Enum.build({ :object => Module,
             :method => "bitwise_enum",
             :enum_type => bitwise })

This facility now provides all the capabilities of the previous code in a much more DRY way. Notice that we are doing two-level metaprogramming: the first meta is building the method, and the second meta inside that defines the constants. The test code for the mechanism using both the class and instance level facilities also continued to work like a champ:

# enum.rb (with metaprogramming)

require 'test/unit'
require 'enum'

module Module_test
  enum %w(MA1 MA2 +2 MA3 MA4 =7 MA5 MA6 3 MA7)
  bitwise_enum %w(MB1 MB2 +2 MB3 MB4 =7 MB5 MB6 3 MB7)
end

class TC_enum_module < Test::Unit::TestCase

  include Module_test

  def test_enum
    assert([ MA1, MA2, MA3, MA4, MA5, MA6, MA7 ] ==
             [ 0, 1, 4, 5, 7, 8, 3 ],
           "enum (instance) value assignments")
  end
end

class TC_bitwise_enum_module < Test::Unit::TestCase

  include Module_test

  def test_bitwise_enum
    assert([ MB1, MB2, MB3, MB4, MB5, MB6, MB7 ] ==
             [ 1, 2, 16, 32, 128, 256, 8 ],
           "bitwise_enum (instance) value assignment")
  end
end

class TC_enum < Test::Unit::TestCase

  enum %w(A1 A2 +2 A3 A4 =7 A5 A6 3 A7)

  def test_enum
    assert([ A1, A2, A3, A4, A5, A6, A7 ] ==
             [ 0, 1, 4, 5, 7, 8, 3 ],
           "enum (class) value assignments")
  end
end

class TC_bitwise_enum < Test::Unit::TestCase

  bitwise_enum %w(B1 B2 +2 B3 B4 =7 B5 B6 3 B7)

  def test_bitwise_enum
    assert([ B1, B2, B3, B4, B5, B6, B7 ] ==
             [ 1, 2, 16, 32, 128, 256, 8 ],
           "bitwise_enum (class) value assignment")
  end
end

class TC_enum_use < Test::Unit::TestCase
  def test_enum
    assert([ TC_enum::A1, TC_enum::A2, TC_enum::A3, TC_enum::A4, TC_enum::A5,
             TC_enum::A6, TC_enum::A7 ] == [ 0, 1, 4, 5, 7, 8, 3 ],
           "enum value assignments")
  end
end

class TC_bitwise_enum_use < Test::Unit::TestCase
  def test_bitwise_enum
    assert([ TC_bitwise_enum::B1, TC_bitwise_enum::B2, TC_bitwise_enum::B3,
             TC_bitwise_enum::B4, TC_bitwise_enum::B5, TC_bitwise_enum::B6,
             TC_bitwise_enum::B7 ] == [ 1, 2, 16, 32, 128, 256, 8 ],
           "bitwise_enum value assignment")
  end
end

Could the code be DRYer?
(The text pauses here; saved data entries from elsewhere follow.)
PR #1747, opened 2023-04-19
Publish dockerhub images on CI

ehildenb:
This enables publishing dockerhub images on CI for use in other projects that want to run KEVM on CI.

~Blocked on: https://github.com/runtimeverification/pyk/pull/375~
~Blocked on: https://github.com/runtimeverification/evm-semantics/pull/1749~

- Option `--read-only-kompiled-directory` is added to the `kevm-pyk` kompilation logic, so that we can make installs that are workable when in directories that are not writeable.
- Ubuntu Jammy packaging is brought back. The package is really not suitable for standalone install.
  - The files `package/debian/...` are updated for Jammy.
  - It requires that the user call `poetry install ... kevm-pyk` before trying to use the installed KEVM.
  - It requires that `poetry` be called on invocations to the packaging, which a patch file for the `kevm` runner script is supplied for.
  - The package is not included in cut releases, because it's not suitable for standalone install.
  - The package only includes the Foundry/Haskell builds of KEVM, as the others were not working.
- A Docker image with the package pre-installed is made.
  - It builds the Ubuntu Jammy package, then
  - Installs it in a Docker image, then
  - Sets up Poetry in the appropriate way for the main Docker image users, then
  - Runs a single Foundry test, then
  - Uploads the image to Dockerhub.


ehildenb:
image

ehildenb:
Evidence this works: https://github.com/runtimeverification/evm-semantics/actions/runs/4885005748/jobs/8722144151
https://hub.docker.com/layers/runtimeverificationinc/kevm/ubuntu-jammy-1.0.142/images/sha256-21ecb515feaf1bf371372487ac3d4deeb66c8cbfb37da5a1ee64601e32e6750a?context=repo

kevm-pyk/src/kevm_pyk/__main__.py
```diff
@@ -82,6 +82,8 @@ def exec_kompile(
     includes: list[str],
     main_module: str | None,
     syntax_module: str | None,
+    kevm_lib: Path | None = None,
```
tothtamas28, line 85: Why is this passed to the command?

Makefile
```diff
@@ -170,11 +169,17 @@ plugin-deps: $(plugin_includes) $(plugin_c_includes)
...
+KEVM_PYK_DIR := $(KEVM_LIB)/kevm-pyk
 POETRY       := poetry -C $(KEVM_PYK_DIR)
 POETRY_RUN   := $(POETRY) run --
 
-poetry-env:
+kevm_pyk_files := $(shell find kevm-pyk -type f -name '*.py') \
+                  kevm-pyk/Makefile                           \
+                  kevm-pyk/pyproject.toml                     \
+                  kevm-pyk/poetry.lock                        \
+                  kevm-pyk/.flake8
```
tothtamas28, line 180: For development this is not necessary. For distributing in a Docker image, why not install `kevm-pyk` with `pip`? Then

* The `Makefile` does not become more complicated
* `poetry` does not become a runtime dependency
* This will also be unnecessary:

> It requires that the user call `poetry install ... kevm-pyk` before trying to use the installed KEVM.

kevm-pyk/src/kevm_pyk/__main__.py
ehildenb: Removed.

Makefile
ehildenb: I have switched to doing a user-level install of kevm-pyk in the docker image using pip. I tried to get a global debian install working, to have the standalone package work, but not very hard, because the only deliverable is a docker image, and I figure we can fix that later if needed.

ehildenb:
Evidence this works: https://github.com/runtimeverification/evm-semantics/actions/runs/4941930324/jobs/8835009348?pr=1747

And the deployed (and tested) docker image: https://hub.docker.com/layers/runtimeverificationinc/kevm/ubuntu-jammy-1.0.151/images/sha256-61f8bf2f46f59f581f0358a066f74e42ca18e54869add07d7473dd927541fb82?context=explore

package/docker/Dockerfile
```diff
@@ -0,0 +1,48 @@
...
+        git                  \
+        make                 \
+        python3              \
+        python3-pip          \
+        sudo                 \
+        wget
+
+RUN echo '%sudo ALL=(ALL) NOPASSWD:ALL' >> /etc/sudoers
+
+RUN curl -sSL https://install.python-poetry.org | POETRY_HOME=/usr python3 - --version 1.3.2
```
tothtamas28, line 25: This can probably be dropped.

package/docker/Dockerfile
```diff
@@ -0,0 +1,48 @@
...
+    && sudo apt-get install --yes ./kframework_${K_VERSION}_amd64_ubuntu_jammy.deb
+
+ARG KEVM_VERSION
+ADD --chown=user:user ./kevm_${KEVM_VERSION}_amd64.deb ./
+RUN    sudo apt-get update        \
+    && sudo apt-get upgrade --yes \
+    && sudo apt-get install --yes ./kevm_${KEVM_VERSION}_amd64.deb
+
+ADD --chown=user:user ./kevm-pyk /home/user/kevm-pyk
+RUN cd /home/user/kevm-pyk && pip3 install .
```
tothtamas28, line 48: If you call `poetry build` in the job before building the image, you can do something like

```suggestion
COPY --chown=user:user ./kevm-pyk/dist/kevm_pyk-${KEVM_VERSION}-py3-none-any.whl /home/user/
RUN pip3 install /home/user/kevm_pyk-${KEVM_VERSION}-py3-none-any.whl
```

(Not tested.)

tothtamas28 (approved):

package/docker/Dockerfile
ehildenb: Recorded: https://github.com/runtimeverification/evm-semantics/issues/1813 (I don't want to have to go through another round of testing for something that's working now)

package/docker/Dockerfile
ehildenb: Recorded: https://github.com/runtimeverification/evm-semantics/issues/1813 (I don't want to have to go through another round of testing for something that's working now)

Sure, we could pass fewer arguments to the build method, doing a little more decision making and additional assignments, but I do like the explicitness of this result. It does the job nicely, is contained in a single module, and is easy to follow. For me, that’s makes for a big win.

Being able to easily add code that is created at runtime to a running system is a real dynamic language advantage. Here I was able to increase the DRY factor significantly. There is less code to maintain and less likelihood of errors, and of course a few nice test cases that we can use to make sure we don’t botch any changes later. All in all, a much better, DRYer situation through metaprogramming.